Les juges des libertés et de la détention auront le choix

En l’espace de vingt ans, leur charge de travail n’a cessé de s’accroître. Les juges de la liberté et de la détention (JLD) pourront désormais se recentrer sur le pénal. S’ils le souhaitent ! À l’appréciation des juridictions, le président du tribunal pourra, en effet, décider de transférer les compétences des JLD en matière civile (maintien des étrangers en situation irrégulière en rétention administrative par exemple ou hospitalisations sous contrainte) à un autre juge du tribunal judiciaire.

Vers un nouveau « tribunal des activités économiques »

Le ministre veut expérimenter une nouvelle juridiction : le tribunal des activités économiques.
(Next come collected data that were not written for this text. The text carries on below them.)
PR #89, opened 2018-05-22
Improve visibility detection

Turbo87:
Previously the algorithm only checked if client rects existed, but it did not check if those rects had an actual size. We now check the returned array from `getClientRects()` if the rects do have a non-zero size.


patocallaghan:
oh, nice 👍 So I guess this is a bug in jQuery too? 😄

Turbo87:
I would assume so 🤔

Issue #84, opened 2018-04-19
`Element <target> exists` error message when it does not.


adriancooney:
So while using the `isNotVisible`, I tested on a selector that did not return any elements and got the following error:

```
assert.dom('.my_selector').isNotVisible();
// Throws: Element .my_selector exists
```

This message to begin with is a little cryptic because it doesn't mention visibility anywhere (which could be something we should look into). Secondly, elements matching the `.my_selector` *don't* exist! Exactly the opposite of what the error message suggests. This could be considered a bug, right? I think the offending code [lies in `findTargetElement`](https://github.com/simplabs/qunit-dom/blob/master/lib/assertions.js#L679-L700) with some interesting conditions:

```js
  findTargetElement() {
    if (this.target === null) {
      let message = `Element <unknown> exists`;
      this.pushResult({ message, result: false });
      return null;
    }

    if (typeof this.target === 'string') {
      let el = this.rootElement.querySelector(this.target);

      if (el === null) {
        let message = `Element ${this.target || '<unknown>'} exists`;
        this.pushResult({ message, result: false });
      }

      return el;

    } else if (this.target instanceof Element) {
      return this.target;

    } else {
      throw new TypeError(`Unexpected Parameter: ${this.target}`)
    }
  }
```

Am I missing something? Or any ideas on a fix? I can submit a PR if necessary.

scalvert:
I also found a bug in the `isVisible`/`isNotVisible` assertions. The current implementation of `findTargetElement` is intertwined with `pushResult` calls. This causes issues when an element doesn't yet exist in the DOM, as  it triggers this:

```js
      if (el === null) {
        let message = `Element ${this.target || '<unknown>'} exists`;
        this.pushResult({ message, result: false });
      }
```
as @adriancooney suggests. 

There's two things here:
1. I'm not sure how the tests pass for this right now
2. I believe the `findTargetElement` function needs to be decomposed somewhat to disconnect the finding of elements from `pushResult` calls.

I'm going to take a stab at fixing this issue, as the visibility checks aren't working properly right now.

cc: @rwjblue

scalvert:
With the above PR merged, does this address your original concern @adriancooney?

adriancooney:
That would have cleared it up for me @scalvert, thank you!

PR #91, opened 2018-05-30
Fixing is-visible/is-not-visible assertions to correctly account for missing elements

scalvert:
This PR is attempting to do two main things:

1. Fixing the logic in `is-visible`/`is-not-visible` to account for when elements are missing in the DOM
    - these assertions would trigger the `Element <el> exists` assertion that was triggered when an element was not found in the DOM, regardless of correctness
    - `is-visible` should *pass* in the case where the element _exists_ *and* is visible
    - `is-visible` should *fail* in the case where the element _doesn't exist_ *or* is not visible
    - `is-not-visible` should *pass* in the case where the element _doesn't exist_ *or* is not visible
    - `is-not-visible` should *fail* in the case where the element _exists_ *and* is visible
1. Updating the assertion message when an element is not present but is expected to be so
    - the *old* assertion was `Element <el|unknown> exists`, which was mildly confusing
    - the *new* assertion message is `Element <el|unknown> should exist`.

This PR in part addresses #84.


scalvert:
@Turbo87 - I think we may want to address this sooner rather than later, as the assertions are currently broken.

.gitignore
```diff
@@ -21,3 +21,4 @@ testem.log
 .node_modules.ember-try/
 bower.json.ember-try
 package.json.ember-try
+.vscode/
```
rwjblue: In general, editor specific ignores like this should be added to the [global gitignore](https://help.github.com/articles/ignoring-files/#create-a-global-gitignore)

lib/assertions.js
```diff
@@ -673,28 +673,42 @@ export default class DOMAssertions {
...
+    return el;
+  }
+
+  /**
+   * Finds a valid HTMLElement from target
+   * @private
+   * @returns a valid HTMLElement, or null
+   * @throws TypeError will be thrown if target is an unrecognized type
+   */
+  findElement() {
```
rwjblue: Since this is private, should it be underscored (I'm not sure what the norm is in qunit-dom)?

Also, is there a name that better describes the split between this method and `findTargetElement`?  Maybe `findTargetElementWithoutAssertion` (yeah, I know its pretty long)?

scalvert:
@rwjblue added the comment to cross-reference the tests in their various locations.

lib/assertions.js
scalvert: Ya I went with no underscore as this repo had set the precedent of no underscore. FWIW, I prefer underscore...

rwjblue:
Also, I do think that this fully addresses #84. It both tweaks the assertion of `findTargetElement` _and_ makes `assert.dom('.foo').isNotVisible()` actually function properly (e.g. it passes when `.foo` is not present).

lib/assertions.js
scalvert: I can rename the new method, but it does seem a bit backwards. The `findElement` method is the simple case, and `findTargetElement` is the method that's layering on functionality. As such, I would likely want to rename `findTargetElement` to something like `findElementWithAssertion` rather than the opposite (renaming the smaller, more well defined method).

.gitignore
scalvert: Will add.

scalvert:
Ya I was more speaking that this PR does _more_ than what's needed in #84, hence partial. English is hard...

Turbo87:
@scalvert we're pretty busy with JSConf EU prep at the moment. It will likely take until next week before I have time for a proper review. On first glance it seems that the PR is trying to solve multiple things in parallel. Can you extract the `Element <el|unknown> should exist` change into a separate PR?

scalvert:
Yep. I definitely conflated the changes in this PR. Will extract.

Dans neuf à douze juridictions et pour une durée de quatre ans, ces tribunaux auront des compétences élargies par rapport aux actuels tribunaux de commerce. Ils concerneront surtout les agriculteurs et certaines professions libérales. Avec un mot d’ordre : tout faire pour recourir aux règlements à l’amiable des conflits.

Autant de mesures qui doivent donc être débattues dès le mois de juin. D’abord à l’Assemblée nationale puis au Sénat. Une bonne occasion pour Emmanuel Macron d’oublier (un peu) la réforme des retraites.